FlintFor young engineers, Flint offers a lesson on the importance of listening
Sheldon Masters, a former Virginia Tech Ph.D. student, says he used to think scientists and engineers should be like robots: “Emotionally unattached.” But after attending a class entitled “Engineering Ethics and the Public: Learning to Listen” with dozens of other young engineers at his university, he found his perspective changed. Developed with support from a National Science Foundation (NSF) grant, the course is intended to explore the relationship between engineering, science, and society.
Sheldon Masters, a former Virginia Tech Ph.D. student, says he used to think scientists and engineers should be like robots: “Emotionally unattached.”
But after attending a class entitled Engineering Ethics and the Public: Learning to Listen with dozens of other young engineers at his university, he found his perspective changed.
“After this work,” he said. “I realize feelings like empathy and guilt are enormous assets.”
Taught by Marc Edwards, a civil engineering professor, and Yanna Lambrinidou, a medical ethnographer, the course enabled students to become active protagonists in one of the greatest drinking water emergencies in recent history.
Developed with support from a National Science Foundation (NSF) grant, the course is intended to explore the relationship between engineering, science, and society, and to challenge young engineers to listen more carefully to the voices of the communities they serve.
Edwards has recent widespread name recognition due in part to his leadership role in the 2015 studies that uncovered high amounts of lead in the Flint, Michigan drinking water. That research received NSF support through a rapid response grant.

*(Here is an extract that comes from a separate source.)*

PR #8460, opened 2018-12-19
PR: Handle non-existing saved editor layout when loading projects

### LINKED ISSUE #8458: Spyder won't load previously open files from any project with a clean prefs file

The recent Flint events unfolded even as Lambrinidou and Edwards taught a class designed to help prevent such occurrences in the future.
Contamination
The NSF notes that in the early 2000s, Edwards, an expert in water treatment and corrosion, uncovered elevated lead levels in the Washington, D.C., drinking water. He also published a study documenting a 37 percent rise in fetal deaths in the district during that same period.

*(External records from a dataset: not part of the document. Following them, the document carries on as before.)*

PR #8481, opened 2018-12-22
PR: Add cursor position bookmarks in Editor

### LINKED ISSUE #1759: sypder support bookmarks?
_From [my....@163.com](https://code.google.com/u/107821550222058971796/) on 2014-03-20T01:32:29Z_

I use pyscripter before, it can shift + ctrl + num set bookmarks and ctrl + num go to bookmark, very convenient, can sypyder also add such features?

_Original issue: http://code.google.com/p/spyderlib/issues/detail?id=1759_

thepycoder:
Functionality until now is as follows:
A user can either set or load a bookmark using a keyboard shortcut. By default it's ctrl+shift+number to save and ctrl-shift-number to load. 

By saving, the column number and slot to which the bookmark has been saved (the pressed number after the ctrl-shift) are saved in the blockUserData of the textblock the cursors is currently in. This way it can keep track of the bookmarks line number when it's position changed due to adding text earlier in the file.

By loading, a user can snap their cursor back to a certain location in a certain file, opening that file if necessary. The saved positions are persistent after a restart.

As for now all of the necessary groundwork for this to work should be in place. There is no GUI part yet tough, apart from the keyboard shortcuts, it's invisible.

## Description of Changes

* [X] Wrote at least one-line docstrings (for any new functions)
* [X] Added unit test(s) covering the changes (if testable)

### Issue(s) Resolved

Related to issue #910, but a UI still needs to be built to show bookmarks to the user.

### Affirmation

I certify the above statement is true and correct: ThePyCoder


thepycoder:
Reposting this PR because of switched account mishap on last PR. I'm sorry for the inconvenience. I'll push a new commit based on the code commentary of the last PR soon!

spyder/plugins/editor/widgets/editor.py
```diff
@@ -694,6 +696,126 @@ def create_shortcuts(self):
                                       context="Editor",
                                       name="close split panel",
                                       parent=self)
+        save_bookmark_1 = config_shortcut(lambda:
+                                          self.sig_save_bookmark.emit(0),
+                                          context="Editor",
+                                          name="bookmark current position "
+                                               "to slot 0",
+                                          parent=self)
```
CAM-Gerlach: This is very un-DRY code. Can you make these two into list comprehensions or for loops instead, and then just concatenate the resulting list to the one being returned at the end?

spyder/config/main.py
```diff
@@ -435,6 +435,26 @@
               'editor/split vertically': "Ctrl+{",
               'editor/split horizontally': "Ctrl+_",
               'editor/close split panel': "Alt+Shift+W",
+              "editor/bookmark current position to slot 0": "Ctrl+Shift+0",
```
CAM-Gerlach: Can you greatly shorten this, e.g. just ``Save bookmark N``

spyder/config/main.py
```diff
@@ -435,6 +435,26 @@
...
+              "editor/bookmark current position to slot 1": "Ctrl+Shift+1",
+              "editor/bookmark current position to slot 2": "Ctrl+Shift+2",
+              "editor/bookmark current position to slot 3": "Ctrl+Shift+3",
+              "editor/bookmark current position to slot 4": "Ctrl+Shift+4",
+              "editor/bookmark current position to slot 5": "Ctrl+Shift+5",
+              "editor/bookmark current position to slot 6": "Ctrl+Shift+6",
+              "editor/bookmark current position to slot 7": "Ctrl+Shift+7",
+              "editor/bookmark current position to slot 8": "Ctrl+Shift+8",
+              "editor/bookmark current position to slot 9": "Ctrl+Shift+9",
+              "editor/go to bookmarked position in slot 0": "Ctrl+Alt+0",
```
CAM-Gerlach: Similarly, how about ``Go to bookmark N``?

spyder/plugins/editor/widgets/editor.py
```diff
@@ -694,6 +696,126 @@ def create_shortcuts(self):
                                       context="Editor",
                                       name="close split panel",
                                       parent=self)
+        save_bookmark_1 = config_shortcut(lambda:
+                                          self.sig_save_bookmark.emit(0),
+                                          context="Editor",
+                                          name="bookmark current position "
```
CAM-Gerlach: Name as above.

spyder/plugins/editor/widgets/editor.py
```diff
@@ -694,6 +696,126 @@ def create_shortcuts(self):
...
+        save_bookmark_9 = config_shortcut(lambda:
+                                          self.sig_save_bookmark.emit(8),
+                                          context="Editor",
+                                          name="bookmark current position "
+                                               "to slot 8",
+                                          parent=self)
+        save_bookmark_10 = config_shortcut(lambda:
+                                           self.sig_save_bookmark.emit(9),
+                                           context="Editor",
+                                           name="bookmark current position "
```
CAM-Gerlach: Name as above.

spyder/plugins/editor/plugin.py
```diff
@@ -2701,6 +2706,35 @@ def re_run_last_cell(self):
...
+            self.last_edit_cursor_pos = None
+            return
+        else:
+            self.load(filename)
+            editor = self.get_current_editor()
+            if position < editor.document().characterCount():
+                editor.set_cursor_position(position)
+
+    def init_bookmarks(self):
+        """Load last saved cursor bookmarks for config file"""
```
CAM-Gerlach: from config file, presumably. Also, period at the end (per PEP 257, docstrings should always end with a period).

spyder/plugins/editor/plugin.py
```diff
@@ -2701,6 +2706,35 @@ def re_run_last_cell(self):
         editorstack = self.get_current_editorstack()
         editorstack.re_run_last_cell()
 
+    @Slot(int)
+    def save_bookmark(self, num):
+        """Save current cursor position as bookmark in slot based
+        on number of shortcut e.g Ctrl+Shift+1 for slot 1"""
```
CAM-Gerlach: Per PEP 257, docstrings should have a one-line summary, following by a blank line then additional details if necessary.

spyder/plugins/editor/plugin.py
```diff
@@ -2701,6 +2706,35 @@ def re_run_last_cell(self):
...
+        filename = self.get_current_filename()
+        position = self.get_current_editor().get_position('cursor')
+        self.bookmarks[num] = (filename, position)
+        CONF.set('editor', 'bookmarks', self.bookmarks)
+
+    @Slot(int)
+    def load_bookmark(self, num):
+        """Set cursor to saved file and position in selected slot
+        based on number of shortcut e.g Ctrl+Alt+1 for slot 1"""
```
CAM-Gerlach: Per PEP 257, docstrings should have a one-line summary, following by a blank line then additional details if necessary.

spyder/plugins/editor/widgets/editor.py
thepycoder: This should be fixed now!

spyder/config/main.py
thepycoder: I'm not exactly sure what you mean here. If I only use this line
`"editor/Save bookmark N": "Ctrl+Shift+N"`
this can't be linked to all shortcuts right?
Or do you mean to just make the string itself shorter, from
`bookmark current position to slot 0` to `Save bookmark N`?

CAM-Gerlach: I meant to make the string itself shorter, as it is far too long as is.

thepycoder: Agreed, I changed them to your suggestions.

jnsebgosselin:
Thanks for your contribution!

I only have one comment/question:

If changes are made before a bookmark in a file, should the position of the bookmark be updated? I also think that if the line which contains a bookmark is deleted/cut, the bookmark should be deleted. In fact, the behavior should be like it is actually for the `break points`.

CAM-Gerlach:
> In fact, the behavior should be like it is actually for the break points.

Exactly; you could even sharing the same code if possible for tracking the line number, with the only difference being that the bookmarks also remembers the position in the line (that's fixed, except that its truncated to the end of the line if the line is modified to contain fewer characters than the bookmark's location).

thepycoder:
I reused parts of the breakpoints as suggested. It now should have all the functionality described by @CAM-Gerlach and @jnsebgosselin above. I have been using it for some time now and it appears to work fine. However a code review is definitely welcome, I'm new to this and can't shake the feeling I could've done it more efficiently. Looking forward to your feedback!

spyder/plugins/editor/widgets/editor.py
```diff
@@ -217,6 +219,13 @@ def breakpoints_changed(self):
             self.editor.breakpoints = breakpoints
             self.save_breakpoints.emit(self.filename, repr(breakpoints))
 
+    def bookmarks_changed(self):
+        """Breakpoint list has changed"""
```
CAM-Gerlach: Probably should rename this :) Also, period.

spyder/plugins/editor/plugin.py
```diff
@@ -107,6 +107,32 @@ def clear_breakpoint(filename, lineno):
...
+def _load_all_bookmarks():
+    slots = CONF.get('editor', 'bookmarks', {})
+    for slot_num in list(slots.keys()):
+        if not osp.isfile(slots[slot_num][0]):
+            slots.pop(slot_num)
+    return slots
+
+
+def load_bookmarks(filename):
+    bookmarks = _load_all_bookmarks()
```
CAM-Gerlach: Missing docstring.

spyder/plugins/editor/plugin.py
```diff
@@ -107,6 +107,32 @@ def clear_breakpoint(filename, lineno):
...
+    return {k: v for k, v in bookmarks.items() if v[0] == filename}
+
+
+def load_bookmarks_without_file(filename):
+    bookmarks = _load_all_bookmarks()
```
CAM-Gerlach: Missing docstring.

spyder/plugins/editor/plugin.py
```diff
@@ -107,6 +107,32 @@ def clear_breakpoint(filename, lineno):
...
+    return {k: v for k, v in bookmarks.items() if v[0] != filename}
+
+
+def save_bookmarks(filename, bookmarks):
+    if not osp.isfile(filename):
```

These findings resulted in years of often-contentious debate between researchers and local, state and federal authorities. The experience deeply affected Edwards and his colleagues.
“At some point I realized the problem was the behavior of the people paid to protect us,” said Edwards. “It was such a betrayal of public trust that it really shook me to my core.”
In 2008, he and Lambrinidou, an adjunct assistant professor at Virginia Tech, decided to develop a graduate-level engineering ethics course to help guide future engineers in critical decisions that affect the public good.
“What happened in D.C. and now is happening in Flint got us thinking about how we as a society are training engineers and scientists to employ their professional power in ways that will affect many, many people,” Lambrinidou said. The D.C. case eventually led the U.S. Environmental Protection Agency to revise its lead regulations.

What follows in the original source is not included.